BWA gained nationwide and worldwide recognition as an artists’ meeting place. After the introduction of martial law in Poland, BWA was one of the few government institutions not under a boycott. This was evidence of the trust that independent Polish artistic milieus had for the director, Andrzej Mroczek.

In 2010 Waldemar Tatarczuk became the new director of BWA. Similar to Andrzej Mroczek, he added his ideas of a Performance Art Centre, run by him in the years 1999 – 2010, to the gallery's program. Tatarczuk changed the name of the gallery from BWA to Galeria Labirynt. The name in English means Labyrinth Gallery.

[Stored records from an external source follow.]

PR #637, opened 2023-02-14
:seedling: Add options for developing against a local hub instance

ibolton336:
Allow configuration for developing against a local hub instance

### DIFF
--- a/client/package.json
+++ b/client/package.json
@@ -12,9 +12,11 @@
     "port-forward:hub": "kubectl port-forward svc/tackle-hub -n konveyor-tackle 9002:8080",
     "port-forward:keycloak": "kubectl port-forward svc/tackle-keycloak-sso -n konveyor-tackle 9001:8080",
     "port-forward": "concurrently -n keycloak,hub \"npm:port-forward:keycloak\" \"npm:port-forward:hub\"",
+    "port-forward-local": "concurrently -n keycloak \"npm:port-forward:keycloak\"",
     "start:dev:server": "NODE_ENV=development node ../server/index.js",
     "start:dev:client": "GENERATE_SOURCEMAP=true webpack serve --config config/webpack.dev.ts",
     "start:dev": "concurrently -n port-forward,server,client -c \"white.bold.inverse,green.bold.inverse,blue.bold.inverse\" \"npm:port-forward\" \"npm:start:dev:server\" \"npm:start:dev:client\"",
+    "start:local": "concurrently -n port-forward-local,server,client -c \"white.bold.inverse,green.bold.inverse,blue.bold.inverse\" \"npm:port-forward-local\" \"npm:start:dev:server\" \"npm:start:dev:client\"",
     "test": "$(npm bin)/jest --rootDir=. --config=config/jest.config.js",
     "tsc": "../node_modules/typescript/bin/tsc -p ./tsconfig.json",
     "prepare": "cd .. && husky install client/.husky"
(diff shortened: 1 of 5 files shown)


gildub:
Why not just use the local 8080 port by stopping whatever is running there ?
BTW what's the :seedling: for ? It's nice but is not described by konveyor/release-tools.

ibolton336:
> Why not just use the local 8080 port by stopping whatever is running there ?

The point here is to allow the port # to be configurable rather than hard-coding it to be 8080. In my case, I was running a local hub instance at port 8080 (the default). I don't see any harm in allowing the port to be set via env var on the UI side. Any objection to that?

gildub:
@ibolton336, the objection I see is that we are making a special case that is creating unnecessary complexity.
The rationale for the tackle environment is that we run against a cluster or a local environment. In either case the hub runs on 8080. This is the standard of the cluster. Anyone can run the hub locally that way.

ibolton336:
@gildub The hub runs locally on 8080. So our default setup results in the port for our express server `8080` and the port for the hub `8080`.  Adding the ability to set the port that our app runs on should be standard practice IMO. Sure, we can change the port that the hub runs on locally.

gildub:
@ibolton336, I understand the idea of having the option to change the port for the hub.
What bothers me is that it makes more complicated to run the environment locally especially knowing that the UI is part of a cluster and that we have standards for ports and all is needed is to have those services running where expected. So we don't have to bend in all directions.

ibolton336:
@gildub You don't have to change anything if you are using the hub service which is port forwarded from the cluster onto your local machine. The default is still 8080.

gildub:
By change I mean we need to add those targets to npm scripts:
- "port-forward-local"
- "start:local"

client/package.json
```diff
@@ -12,9 +12,11 @@
     "port-forward:hub": "kubectl port-forward svc/tackle-hub -n konveyor-tackle 9002:8080",
     "port-forward:keycloak": "kubectl port-forward svc/tackle-keycloak-sso -n konveyor-tackle 9001:8080",
     "port-forward": "concurrently -n keycloak,hub \"npm:port-forward:keycloak\" \"npm:port-forward:hub\"",
+    "port-forward-local": "concurrently -n keycloak \"npm:port-forward:keycloak\"",
```
gildub, line 15: I don't think we need this one because we already have `port-forward:keycloak`.

client/package.json
```diff
@@ -12,9 +12,11 @@
...
     "start:dev:server": "NODE_ENV=development node ../server/index.js",
     "start:dev:client": "GENERATE_SOURCEMAP=true webpack serve --config config/webpack.dev.ts",
     "start:dev": "concurrently -n port-forward,server,client -c \"white.bold.inverse,green.bold.inverse,blue.bold.inverse\" \"npm:port-forward\" \"npm:start:dev:server\" \"npm:start:dev:client\"",
+    "start:local": "concurrently -n port-forward-local,server,client -c \"white.bold.inverse,green.bold.inverse,blue.bold.inverse\" \"npm:port-forward-local\" \"npm:start:dev:server\" \"npm:start:dev:client\"",
```
gildub, line 19: We only need to add that line:
`"start:dev:local": "concurrently -n port-forward,server,client -c "white.bold.inverse,green.bold.inverse,blue.bold.inverse\" \"npm:port-forward:keycloak\" "npm:start:dev:server\" \"npm:start:dev:client\"",`

gildub (changes requested):
This could be simplified.

PR #641, opened 2023-02-16
:sparkle: General page

gildub:


client/src/app/api/rest.tsx
```diff
@@ -568,3 +553,12 @@ export const createMigrationTarget = (obj: MigrationTarget) =>
 
 export const deleteMigrationTarget = (id: number): AxiosPromise =>
   axios.delete(`${RULESETS}/${id}`);
+
+export const getSettingById = (key: SettingKey) =>
+  axios.get<boolean>(`${SETTINGS}/${key}`).then((response) => response.data);
+
+export const updateSetting = (obj: Setting) =>
+  axios.put<Setting>(`${SETTINGS}/${obj.key}`, obj.value?.toString());
```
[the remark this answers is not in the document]
gildub: Right, `updateSetting` can now take any value.

ibolton336:
@gildub Is the api side implemented for this? Seeing:

``` 
PUT http://localhost:9000/hub/settings/download.html.enabled 400 (Bad Request)
```

ibolton336 (changes requested):
This is currently broken on main 

```
{error: "EOF"}
error: "EOF"
``` 
response for review.assessment.required & download.csv.enabled PUT requests

gildub:
@ibolton336, I'm testing against konveyor/tackle2-hub main branch : 

```
$   curl -s http://localhost:9000/hub/settings/download.html.enabled | jq
true
```

gildub:
@ibolton336 , the PUT request requires a data field.

There was an issue with the payload.
Fixed now.

client/src/app/api/rest.ts
```diff
@@ -592,3 +574,12 @@ export const createFile = ({
...
       return response.data;
     });
+
+export const getSettingById = <T>(key: string): Promise<T> =>
+  axios.get(`${SETTINGS}/${key}`).then((response) => response.data);
+
+export const updateSetting = (obj: Setting): Promise<Setting> =>
+  axios.put(
+    `${SETTINGS}/${obj.key}`,
+    typeof obj.value == "boolean" ? obj.value.toString() : obj.value
```
mturley, line 584: We should use `===` here for consistency

client/src/app/pages/applications/analysis-wizard/set-targets.tsx
```diff
@@ -27,11 +25,7 @@ export const SetTargets: React.FC = () => {
     refetch: refetchRuleBundles,
   } = useFetchRuleBundles();
 
-  const {
-    bundleOrderSetting,
-    isFetching,
-    refetch: refreshBundleOrderSetting,
-  } = useFetchBundleOrder(ruleBundles);
+  const bundleOrderSetting = useSetting<number[]>("ui.bundle.order");
```
mturley, line 28: I wonder if there is a way to have the `number[]` here automatically inferred by the `"ui.bundle.order"` you're passing in, since we already know the mapping of setting keys to setting value types. Hmm...

client/src/app/queries/settings.ts
```diff
@@ -0,0 +1,41 @@
...
+      queryFn: () => getSettingById<T>(key),
+      onError: (error) => console.log(error),
+    });
+  }
+  return useQuery({
+    queryKey: [SettingQueryKey, key],
+    queryFn: () => getSettingById<T>(key),
+    onError: (error) => console.log(error),
+  });
+};
```
mturley, line 27: Both sides of this `if` are the same, and the `queryClient` is never used?

mturley (commented):
Ok @gildub , bear with me here. I think I have a solution to infer the type of a setting value from the setting key all the way down to the `useSetting` call without having to explicitly pass a type param like `useSetting<boolean>(...)` at all, and it doesn't use union types either. Maybe give this a try:

```ts
export type SettingTypesByKey = {
  "download.csv.enabled": boolean;
  "download.html.enabled": boolean;
  "git.insecure.enabled": boolean;
  "mvn.dependencies.update.forced": boolean;
  "mvn.insecure.enabled": boolean;
  "review.assessment.required": boolean;
  "svn.insecure.enabled": boolean;
  "ui.bundle.order": number[];
};

export type Setting<T extends keyof SettingTypesByKey> = {
  key: T;
  value: SettingTypesByKey[T];
};
```

Testing out the types here, check this out:
```ts
const goodSetting1: Setting<"download.csv.enabled"> = {
  key: "download.csv.enabled",
  value: true, // No error here!
};

const badSetting1: Setting<"download.csv.enabled"> = {
  key: "download.csv.enabled",
  value: [1], // TypeError: Type 'number[]' is not assignable to type 'boolean' !
};

const goodSetting2: Setting<"ui.bundle.order"> = {
  key: "ui.bundle.order",
  value: [1], // No error here!
};

const badSetting2: Setting<"ui.bundle.order"> = {
  key: "ui.bundle.order",
  value: true, // TypeError: Type 'boolean' is not assignable to type 'number[]' !
};
```

Okay, so we know it can check the `value` type if we explicitly give it a key as a type param. Can we infer the other way? Let's try this:

```ts
export const getSettingById = <T extends keyof SettingTypesByKey>(id: T) => {
  return axios
    .get<Setting<T>>(`${SETTINGS}/${id}`, jsonHeaders)
    .then((res) => res.data);
};
```

Now what if we call that without passing a type param:
```ts
const csvEnabledSetting = getSettingById("download.csv.enabled"); // This is inferred as Promise<Setting<"download.csv.enabled">>
const csvEnabled = (await csvEnabledSetting).value; // This is inferred as boolean!

const uiBundleOrderSetting = getSettingById("ui.bundle.order"); // This is inferred as Promise<Setting<"ui.bundle.order">>
const uiBundleOrder = (await uiBundleOrderSetting).value; // This is inferred as number[]!
```

Perfect! What about `useSetting`?

```ts
export const useSetting = <T extends keyof SettingTypesByKey>(key: T) => {
  return useQuery({
    queryKey: [SettingQueryKey, key],
    queryFn: () => getSettingById<T>(key),
    onError: (error) => console.log(error),
  });
};
```

Check it out:

```ts
const csvEnabledSettingQuery = useSetting("download.csv.enabled"); // This is inferred as UseQueryResult<Setting<"download.csv.enabled">!
const csvEnabled = csvEnabledSettingQuery.data?.value; // This is inferred as boolean | undefined!

const uiBundleOrderQuery = useSetting("ui.bundle.order"); // This is inferred as UseQueryResult<Setting<"ui.bundle.order">!
const uiBundleOrder = uiBundleOrderQuery.data?.value; // This is inferred as number[] | undefined!
```

Everything can be inferred from the key without any explicit repetition of the value's type!

client/src/app/queries/settings.ts
```diff
@@ -0,0 +1,41 @@
...
+  return useMutation({
+    mutationFn: (obj: Setting) => updateSetting(obj),
+    onSuccess: () => {
+      queryClient.invalidateQueries([SettingQueryKey]);
+    },
+    onError: () => {
+      queryClient.invalidateQueries([SettingQueryKey]);
+    },
+  });
+};
```
mturley, line 41: Looking a little further, now I'm wondering how would this affect `useSettingMutation`?

client/src/app/queries/settings.ts
gildub: @mturley, not the same since we have a return statement either way.
Nice catch re `queryClient`, we don't need it here.

mturley (commented):
I think in places where you just have the bare `Setting` type now like `updateSetting`, you could copy the same generics I describe above or you could always just use `Setting<any>` in a pinch. But to get the full value out of it I think we would need to then enhance `updateSetting` and `useSettingMutation` with generics as well:

```ts
export const updateSetting = <K extends keyof SettingTypesByKey>(obj: Setting<K>): AxiosPromise<Setting<K>> => {
  return APIClient.put(
    `${SETTINGS}/${obj.key}`,
    obj.value?.toString(),
    jsonHeaders
  );
};

export const useSettingMutation = () => {

  return useMutation({
    mutationFn: (obj: Setting<keyof SettingTypesByKey>) => updateSetting(obj),
    onSuccess: () => {
      queryClient.invalidateQueries([SettingQueryKey]);
    },
    onError: () => {
      queryClient.invalidateQueries([SettingQueryKey]);
    },
  });
};
```

There's a problem here though: because you are currently using one `useSettingMutation` instance and calling `.mutate` with different settings, we have to use the widened type `Setting<keyof SettingTypesByKey>` which I think will allow any key and value and not check them against each other. This is super weird:

```ts
const badSettingButNoError: Setting<keyof SettingTypesByKey> = {
  key: "download.csv.enabled",
  value: [1], // Hmm... no error here
};
```

I'm not sure if/how we can create a `AnySetting` type that will still check the value without having to lift the generic key type out.

One way to avoid this problem would be to split up your `useSettingMutation`s so that you have one per setting key. You could write it like this:

```ts
export const useSettingMutation = <K extends keyof SettingTypesByKey>(
  key: K
) => {

  return useMutation({
    mutationFn: (value: SettingTypesByKey[K]) => updateSetting({ key, value }),
    onSuccess: () => {
      queryClient.invalidateQueries([SettingQueryKey]);
    },
    onError: () => {
      queryClient.invalidateQueries([SettingQueryKey]);
    },
  });
};
```

But then you'd have to use it like this, separately per setting:

```ts
// Instead of this:
const settingMutationQuery = useSettingMutation();

// You'd do this:
const reviewAssessmentSettingMutation = useSettingMutation("review.assessment.required");
const downloadHTMLSettingMutation = useSettingMutation("download.html.enabled");

// Instead of this:
  const onChangeReviewAssessmentSetting = () => {
    if (reviewAssessmentSetting.isSuccess) {
      const setting: FlagSetting = {
        key: "review.assessment.required",
        value: !reviewAssessmentSetting.data,
      };
      settingMutationQuery.mutate(setting);
    }
  };
  
// You'd do this:
  const onChangeReviewAssessmentSetting = () => {
    if (reviewAssessmentSetting.isSuccess) {
      reviewAssessmentSettingMutation.mutate(!reviewAssessmentSetting.data);
    }
  };

// Etc, same for the other settings
```

There would probably be other ripple effects to resolve too. But this should mean you always have a strict type inferred for every setting value (including when you call those `mutate` functions).

client/src/app/queries/settings.ts
mturley: > not the same since we have a return statement either way.
I don't understand what you mean. How would this code behave any differently if you removed the `if (key === "ui.bundle.order")` and just left one copy of the `return useQuery({` block? I don't see any differences between these two `useQuery` calls.

gildub:
Thank you @mturley, this is really generic now!

ibolton336 (changes requested):
For general settings, I think you'll need to update the csv setting to account for this https://github.com/konveyor/tackle2-addon-windup/issues/80#issue-1584447341
Also, can we get rid of the loading screen flicker for the general settings selections & have them behave  like the other settings sliders?

gildub:
I added `<Alert/>` when there is an error. 
Meanwhile we're loosing information by removing the `isLoading` case because when the network is slow or broken the page keeps loading with a blank page. I think it makes sense to keep it and the other setting sliders could benefit from it too. What do you think ?

Adding CSV setting for windup configuration into the analysis wizard in follow-up PR.

ibolton336:
> I added `<Alert/>` when there is an error. 
> Meanwhile we're loosing information by removing the `isLoading` case because when the network is slow or broken the page keeps loading with a blank page. I think it makes sense to keep it and the other setting sliders could benefit from it too. What do you think ?
> 
> Adding CSV setting for windup configuration into the analysis wizard in follow-up PR.

Loading state sounds good. But let's think of a less jarring way to express it than having the entire component state flicker with a loading screen that usually lasts less than a second.

gildub:
@ibolton336, I agree, I removed the loading part for now so we can move forward.
Let's find a more granular way to add "loading" for the settings components.

ibolton336 (approved):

As of 2012, Galeria Labirynt mainly follows the path established by Andrzej Mroczek — presenting the classics of contemporary art and works of the artists linked with his program, taking an in-depth look at present day works of art, and searching for universal values in art.

==Artists==
Polish artists whose work was presented in the Labyrinth Gallery include:
Cezary Bodzianowski, Janusz Baldyga, Miroslaw Balka, Basia Bańda, George Beres, Hubert Czerepok, Maurice Gomulicki, Gruppa, Michał Iwański, Marek Kijewski, Circle Klipsa, Marek Konieczny, Zofia Kulik, Przemyslaw Kwiek, Elzbieta Jablonska, Zbigniew Libera, Natalia LL, Maria Pinińska-Beres, Zygmunt Piotrowski, Joseph Robakowski, Jan Swidzinski, Iza Tarasewicz, Zbigniew Warpechowski, and Krzysztof Zarebski.

The non-Polish artists whose work was presented in the Labyrinth Gallery include: Stuart Brisley, Michael Snow, Dick Higgins, Joseph Beuys, and Christo.